The past week or so the fan leaves have progessively curled upward more and more until what you see now. 
She has been in flower for 40ish days under a 1K HPS.
 Its cooler here now... Temps peak at 78 during the day, (at the canopy)ambient room temp hangs right around 68-70 and has dropped as low as 62-65 at night (Lights Off). SHe is housed in a 2Gal pot of some Happy Frog, added a couple tbls of fine garden lime, and a cup or so of perlite. Veg'd for about 3 weeks... GH Flora 3 Part Micro/Grow/Bloom at just shy of 100% str.
Ph in at about 6.8ish, run-off tests at 6.5ish. 1 12" pulling fresh air in, another blowing over the canopy, a couple duct boosters venting the light directly... and yet a bigger 16 inch wiind machine venting the whole room.

SO here they are....


----------



## mjrivers (Nov 9, 2011)

praying for magnesium


----------



## Hushpuppy (Nov 9, 2011)

That could certainly be a mag deficiency. However, I can't see any yellowing around the leaves which would further indicate issues. Last year Docfishwrinkle had an issue like that and couldn't figure it out.
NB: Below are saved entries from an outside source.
PR #15984, opened 2024-08-05
chore: Remove the Browser from the app completely for now

### LINKED ISSUE #14614: Remove the Browser from the app completely for now
### Description

Since the browser is hidden by default, plus it is not gonna get any love until a later milestone, we should remove it from the app.

It will make the app bundle way smaller and possibly make the app start faster and maybe even use less memory.

### Acceptance Criteria

- Any UI reference to the Browser is removed (setting, icon in tab, etc)
- the NIM module at `modules/main/browser_section`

He finally discovered that he had an air intake that was blowing real dry air onto the particular plant that was having the problem. I think you could have a dry air condition that is causing that (lacking any more info) I would look at the air in the room and the level of humidity. If those are within proper levels, then I would look at giving them some lime for magnesium.


----------



## Sixx (Nov 9, 2011)

Magnesium huh ?? OK...So... Can I just up the doseage of the Micro nutes next feeding ? But that will up everything else in that bottle as well...I could correct 1 prob and create another.


----------



## Sixx (Nov 9, 2011)

Hushpuppy said:
			
		

> That could certainly be a mag deficiency. However, I can't see any yellowing around the leaves which would further indicate issues. Last year Docfishwrinkle had an issue like that and couldn't figure it out. He finally discovered that he had an air intake that was blowing real dry air onto the particular plant that was having the problem. I think you could have a dry air condition that is causing that (lacking any more info) I would look at the air in the room and the level of humidity. If those are within proper levels, then I would look at giving them some lime for magnesium.



Dry Air you say ? That could be.... We have had alot of rain on and off the last week or so.. I ran the dehumidifier alot during that week. It is very possible It got too dry.... Maybe 45- 50% at the very lowest.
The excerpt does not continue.